*TASK DETAILS*. From the records below, return every line containing the word "opened".

*DATA TO EXAMINE*.
+--
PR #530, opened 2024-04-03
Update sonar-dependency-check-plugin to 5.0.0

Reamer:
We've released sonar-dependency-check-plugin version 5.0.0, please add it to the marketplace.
+--
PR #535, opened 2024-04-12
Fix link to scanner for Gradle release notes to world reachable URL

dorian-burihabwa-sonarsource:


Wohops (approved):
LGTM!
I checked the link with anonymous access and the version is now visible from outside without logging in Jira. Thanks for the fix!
+--
*REPLY*.
PR #530, opened 2024-04-03
PR #535, opened 2024-04-12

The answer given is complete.